• _ASSIGNMENT_: Search each line below for the word "trying" and list those that contain it.

• _LISTED ENTRIES_:
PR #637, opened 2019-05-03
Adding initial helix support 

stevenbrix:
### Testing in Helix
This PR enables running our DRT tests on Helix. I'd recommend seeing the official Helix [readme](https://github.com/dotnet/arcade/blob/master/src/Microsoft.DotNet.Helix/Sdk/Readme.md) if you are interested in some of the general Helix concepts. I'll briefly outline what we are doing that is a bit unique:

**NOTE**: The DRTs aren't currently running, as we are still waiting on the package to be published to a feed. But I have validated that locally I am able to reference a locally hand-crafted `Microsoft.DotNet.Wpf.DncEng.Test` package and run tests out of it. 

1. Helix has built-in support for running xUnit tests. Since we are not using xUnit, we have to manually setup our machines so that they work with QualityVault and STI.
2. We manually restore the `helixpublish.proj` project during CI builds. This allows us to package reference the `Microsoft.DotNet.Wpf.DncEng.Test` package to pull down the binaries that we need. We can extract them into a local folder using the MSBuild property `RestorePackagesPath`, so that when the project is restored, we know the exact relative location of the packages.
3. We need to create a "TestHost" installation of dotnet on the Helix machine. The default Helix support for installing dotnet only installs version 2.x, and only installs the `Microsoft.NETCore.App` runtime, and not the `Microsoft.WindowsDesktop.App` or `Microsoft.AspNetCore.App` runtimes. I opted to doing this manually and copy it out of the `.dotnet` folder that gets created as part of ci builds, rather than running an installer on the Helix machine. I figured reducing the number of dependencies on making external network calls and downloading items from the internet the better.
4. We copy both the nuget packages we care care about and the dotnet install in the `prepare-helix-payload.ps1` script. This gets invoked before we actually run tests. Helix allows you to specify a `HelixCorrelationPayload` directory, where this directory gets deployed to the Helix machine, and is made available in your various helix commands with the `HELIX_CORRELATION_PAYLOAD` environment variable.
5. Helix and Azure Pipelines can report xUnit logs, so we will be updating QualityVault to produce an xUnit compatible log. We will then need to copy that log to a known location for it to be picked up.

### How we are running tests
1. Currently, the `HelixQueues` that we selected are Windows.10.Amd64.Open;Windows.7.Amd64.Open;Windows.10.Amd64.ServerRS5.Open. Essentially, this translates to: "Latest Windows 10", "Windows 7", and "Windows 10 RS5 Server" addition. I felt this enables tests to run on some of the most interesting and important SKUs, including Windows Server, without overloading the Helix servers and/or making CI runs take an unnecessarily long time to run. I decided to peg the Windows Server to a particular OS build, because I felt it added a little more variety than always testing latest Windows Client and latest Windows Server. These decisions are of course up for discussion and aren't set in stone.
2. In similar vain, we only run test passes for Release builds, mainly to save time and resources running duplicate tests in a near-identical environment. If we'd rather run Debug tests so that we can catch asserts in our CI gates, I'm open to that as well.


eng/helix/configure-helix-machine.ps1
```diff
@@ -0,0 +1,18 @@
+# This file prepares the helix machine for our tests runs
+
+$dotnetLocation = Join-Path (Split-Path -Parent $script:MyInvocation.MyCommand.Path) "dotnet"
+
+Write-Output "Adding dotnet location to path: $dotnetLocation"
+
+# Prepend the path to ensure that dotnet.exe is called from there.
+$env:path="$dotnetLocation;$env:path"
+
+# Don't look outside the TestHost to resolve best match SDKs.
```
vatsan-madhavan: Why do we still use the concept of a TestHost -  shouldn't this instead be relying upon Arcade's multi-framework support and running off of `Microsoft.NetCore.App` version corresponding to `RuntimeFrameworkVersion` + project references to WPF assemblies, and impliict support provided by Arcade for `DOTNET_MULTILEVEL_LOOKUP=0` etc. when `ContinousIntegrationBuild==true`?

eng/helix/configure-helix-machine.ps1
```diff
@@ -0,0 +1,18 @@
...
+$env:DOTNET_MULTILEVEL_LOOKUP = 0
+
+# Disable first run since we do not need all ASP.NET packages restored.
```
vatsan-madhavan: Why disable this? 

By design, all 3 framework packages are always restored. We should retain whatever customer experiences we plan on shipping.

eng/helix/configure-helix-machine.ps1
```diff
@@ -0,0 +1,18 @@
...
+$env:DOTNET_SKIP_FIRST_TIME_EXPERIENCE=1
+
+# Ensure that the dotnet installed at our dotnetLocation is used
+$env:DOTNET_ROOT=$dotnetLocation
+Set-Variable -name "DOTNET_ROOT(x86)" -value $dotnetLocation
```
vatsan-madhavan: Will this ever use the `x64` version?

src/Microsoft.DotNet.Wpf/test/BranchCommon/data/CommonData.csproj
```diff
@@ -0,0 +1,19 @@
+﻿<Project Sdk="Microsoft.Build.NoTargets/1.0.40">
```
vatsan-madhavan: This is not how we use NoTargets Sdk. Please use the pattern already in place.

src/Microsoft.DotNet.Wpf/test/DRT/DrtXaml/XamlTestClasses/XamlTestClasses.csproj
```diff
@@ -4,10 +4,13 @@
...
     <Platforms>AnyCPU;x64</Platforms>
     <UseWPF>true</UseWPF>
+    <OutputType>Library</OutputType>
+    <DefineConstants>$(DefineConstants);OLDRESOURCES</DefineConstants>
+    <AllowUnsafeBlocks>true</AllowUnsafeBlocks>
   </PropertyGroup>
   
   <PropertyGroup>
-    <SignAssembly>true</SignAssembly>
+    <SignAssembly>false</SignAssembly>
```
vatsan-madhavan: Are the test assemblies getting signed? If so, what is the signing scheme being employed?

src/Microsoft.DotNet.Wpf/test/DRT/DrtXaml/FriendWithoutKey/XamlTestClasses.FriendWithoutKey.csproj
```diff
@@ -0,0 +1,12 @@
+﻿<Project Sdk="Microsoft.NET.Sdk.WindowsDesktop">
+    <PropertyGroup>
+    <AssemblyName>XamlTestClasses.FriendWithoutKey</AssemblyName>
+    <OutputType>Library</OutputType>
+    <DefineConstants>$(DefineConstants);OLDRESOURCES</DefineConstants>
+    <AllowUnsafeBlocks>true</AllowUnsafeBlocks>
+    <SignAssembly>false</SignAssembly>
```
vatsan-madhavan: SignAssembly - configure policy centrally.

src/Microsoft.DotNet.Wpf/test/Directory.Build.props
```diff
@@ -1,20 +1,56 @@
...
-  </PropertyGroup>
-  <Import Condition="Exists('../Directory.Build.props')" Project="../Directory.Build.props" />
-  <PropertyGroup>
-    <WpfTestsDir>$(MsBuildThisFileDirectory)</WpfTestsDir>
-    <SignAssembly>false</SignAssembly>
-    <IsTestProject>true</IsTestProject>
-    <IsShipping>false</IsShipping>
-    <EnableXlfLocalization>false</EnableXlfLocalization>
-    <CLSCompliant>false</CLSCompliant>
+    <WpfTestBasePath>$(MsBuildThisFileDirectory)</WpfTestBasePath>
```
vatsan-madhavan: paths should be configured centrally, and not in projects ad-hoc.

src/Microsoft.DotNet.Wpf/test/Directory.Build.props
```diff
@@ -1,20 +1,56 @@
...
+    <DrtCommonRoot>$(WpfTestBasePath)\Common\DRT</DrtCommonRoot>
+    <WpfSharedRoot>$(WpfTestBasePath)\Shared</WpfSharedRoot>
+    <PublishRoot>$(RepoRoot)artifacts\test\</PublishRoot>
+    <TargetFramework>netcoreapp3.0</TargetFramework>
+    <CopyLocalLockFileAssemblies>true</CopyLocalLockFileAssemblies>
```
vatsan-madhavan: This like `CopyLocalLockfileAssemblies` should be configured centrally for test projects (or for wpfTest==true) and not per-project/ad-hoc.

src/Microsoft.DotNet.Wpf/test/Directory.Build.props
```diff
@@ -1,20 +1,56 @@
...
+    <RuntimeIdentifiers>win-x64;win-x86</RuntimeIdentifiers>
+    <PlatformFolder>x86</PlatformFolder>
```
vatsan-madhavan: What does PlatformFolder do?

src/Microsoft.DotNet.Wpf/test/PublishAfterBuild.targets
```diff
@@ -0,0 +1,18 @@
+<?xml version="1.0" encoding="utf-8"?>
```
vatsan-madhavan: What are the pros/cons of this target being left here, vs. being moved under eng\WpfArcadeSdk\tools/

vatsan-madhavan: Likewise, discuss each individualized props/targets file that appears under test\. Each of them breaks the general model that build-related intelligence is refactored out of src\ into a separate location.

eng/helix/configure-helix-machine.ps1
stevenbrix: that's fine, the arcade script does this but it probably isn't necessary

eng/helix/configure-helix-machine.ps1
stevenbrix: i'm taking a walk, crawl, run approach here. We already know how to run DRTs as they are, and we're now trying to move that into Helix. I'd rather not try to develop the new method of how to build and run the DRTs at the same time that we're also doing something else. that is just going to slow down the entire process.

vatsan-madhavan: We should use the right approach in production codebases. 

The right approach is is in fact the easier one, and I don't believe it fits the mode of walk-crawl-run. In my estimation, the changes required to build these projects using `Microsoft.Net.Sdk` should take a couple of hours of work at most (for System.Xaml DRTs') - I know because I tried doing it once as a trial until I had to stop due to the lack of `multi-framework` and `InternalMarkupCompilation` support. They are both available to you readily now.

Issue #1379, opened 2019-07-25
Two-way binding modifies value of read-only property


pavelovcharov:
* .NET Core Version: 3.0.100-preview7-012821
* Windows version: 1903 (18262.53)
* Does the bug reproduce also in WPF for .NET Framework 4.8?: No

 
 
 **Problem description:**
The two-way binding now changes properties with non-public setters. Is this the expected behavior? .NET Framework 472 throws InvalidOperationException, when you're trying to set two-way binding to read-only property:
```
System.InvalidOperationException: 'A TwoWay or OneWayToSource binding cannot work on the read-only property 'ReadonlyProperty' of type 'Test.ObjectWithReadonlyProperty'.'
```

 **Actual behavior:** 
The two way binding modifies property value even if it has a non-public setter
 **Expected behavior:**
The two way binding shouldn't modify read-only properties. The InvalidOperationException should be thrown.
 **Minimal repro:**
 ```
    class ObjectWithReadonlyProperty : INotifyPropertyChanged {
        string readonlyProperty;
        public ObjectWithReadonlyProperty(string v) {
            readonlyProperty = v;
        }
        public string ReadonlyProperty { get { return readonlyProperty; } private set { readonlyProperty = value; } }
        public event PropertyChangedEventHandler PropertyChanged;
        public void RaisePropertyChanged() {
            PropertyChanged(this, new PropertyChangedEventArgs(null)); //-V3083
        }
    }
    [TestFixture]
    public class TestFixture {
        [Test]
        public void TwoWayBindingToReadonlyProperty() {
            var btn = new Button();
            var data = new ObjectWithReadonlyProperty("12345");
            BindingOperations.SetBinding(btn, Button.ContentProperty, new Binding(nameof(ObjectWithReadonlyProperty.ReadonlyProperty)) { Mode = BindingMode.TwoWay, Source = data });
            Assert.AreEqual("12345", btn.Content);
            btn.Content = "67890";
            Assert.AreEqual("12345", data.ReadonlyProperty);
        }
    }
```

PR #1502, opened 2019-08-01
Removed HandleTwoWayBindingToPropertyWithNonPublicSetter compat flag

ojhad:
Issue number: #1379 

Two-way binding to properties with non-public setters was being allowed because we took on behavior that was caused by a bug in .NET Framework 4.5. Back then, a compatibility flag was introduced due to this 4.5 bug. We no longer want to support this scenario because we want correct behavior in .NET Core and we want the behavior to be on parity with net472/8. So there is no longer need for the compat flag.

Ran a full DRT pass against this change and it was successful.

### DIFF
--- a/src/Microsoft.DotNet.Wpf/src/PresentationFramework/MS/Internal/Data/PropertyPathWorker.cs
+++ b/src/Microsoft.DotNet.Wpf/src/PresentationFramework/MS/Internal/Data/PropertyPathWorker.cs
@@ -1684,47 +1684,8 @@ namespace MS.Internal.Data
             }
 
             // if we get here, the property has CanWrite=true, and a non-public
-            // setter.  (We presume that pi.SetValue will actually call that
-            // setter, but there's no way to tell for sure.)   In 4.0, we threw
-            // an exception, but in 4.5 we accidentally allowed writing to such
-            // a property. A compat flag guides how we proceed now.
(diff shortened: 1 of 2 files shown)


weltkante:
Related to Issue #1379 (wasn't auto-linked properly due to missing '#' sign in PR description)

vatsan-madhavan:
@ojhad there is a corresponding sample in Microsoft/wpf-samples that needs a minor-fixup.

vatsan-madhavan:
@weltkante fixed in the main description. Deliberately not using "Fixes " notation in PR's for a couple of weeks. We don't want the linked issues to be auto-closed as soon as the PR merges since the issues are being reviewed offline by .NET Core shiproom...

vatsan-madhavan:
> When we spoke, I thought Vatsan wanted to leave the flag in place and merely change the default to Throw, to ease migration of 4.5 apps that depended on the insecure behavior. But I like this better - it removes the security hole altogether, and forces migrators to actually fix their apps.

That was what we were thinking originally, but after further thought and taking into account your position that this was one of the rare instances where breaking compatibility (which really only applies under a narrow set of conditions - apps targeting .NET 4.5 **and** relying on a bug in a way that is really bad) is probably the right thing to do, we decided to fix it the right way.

• _REPLY_:
stevenbrix: i'm taking a walk, crawl, run approach here. We already know how to run DRTs as they are, and we're now trying to move that into Helix. I'd rather not try to develop the new method of how to build and run the DRTs at the same time that we're also doing something else. that is just going to slow down the entire process.
The two-way binding now changes properties with non-public setters. Is this the expected behavior? .NET Framework 472 throws InvalidOperationException, when you're trying to set two-way binding to read-only property:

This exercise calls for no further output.